Жена Тирана (СИ)
Но сейчас всё было по-настоящему и серьёзно. И если Форд не поймёт меня, то это конец. Конец всему.
— Доминик, — выдыхаю, собирая все силы в кулак. — Все эти три месяца, что ты лежал здесь, на этой койке, я много думала. Я запросто могла давно уйти, оставив тебя. Но знала — ты найдёшь меня. Всегда и везде. Найдёшь, накажешь, запрёшь, и я снова стану птицей в твоей клетке. Поэтому ждала. Ждала, когда ты очнёшься. И теперь, глядя в тебе в лицо говорю — я ухожу от тебя, Доминик.
Глава 30
Спустя год
В этой квартире так пусто, что мне хочется разрыдаться.
Я устала. Выдохлась морально.
Это одиночество убивало, как и то, что я не могла выйти из квартиры. Не из-за того, что люди Доминика были повсюду, продолжая контролировать меня, а потому что боялась поехать к нему.
Мы не виделись лицом к лицу около восьми месяцев. Говорили только через дверь моей квартиры, телефон, или же я просто наблюдала за ним со стороны в телевизоре.
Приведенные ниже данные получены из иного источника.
PR #932, opened 2026-03-16
Update encoding and line endings for consistency

axunonb:
`.editorconfig` now enforces UTF-8 encoding for all files. 
`.gitattributes` sets LF line endings and auto text normalization for C# files

### DIFF
--- a/.editorconfig
+++ b/.editorconfig
@@ -1,6 +1,10 @@
 # Remove the line below if you want to inherit .editorconfig settings from higher directories
 root = true
 
+[*]
+# editors create UTF-8 only
+charset = utf-8
+
 [*.{cs,xml,csproj,sln}]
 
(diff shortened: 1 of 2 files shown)


maknapp (approved):

maknapp:
@axunonb I think auto line endings in gitattributes is making my local tests fail now.  It seems some of the wiki tests depend on file line endings, and after git touches RecurrenceWikiTests.cs in Windows, the line endings are changed.

axunonb:
iCalenders should use CRLF. But with the LF line endings the expected results don't fit because of raw strings. So

- Either the wiki tests must normalize line endings before the assertions
- or we remove the wiki tests altogether. We have the examples from the wiki tests as part of the wiki. 

[Edit]
Fixed with #938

Форд изменился за это время. Старался быть лучше.
И всё для того, чтобы увидеть родную дочь. И меня.
Тогда, год назад, в той больнице, я сказала ему, что ухожу от него.
Ник отреагировал спокойно, хотя видела, как сжались его кулаки. Только вот он это не принял. Разрешил мне уйти, но… На время. При этом поставил ультиматум.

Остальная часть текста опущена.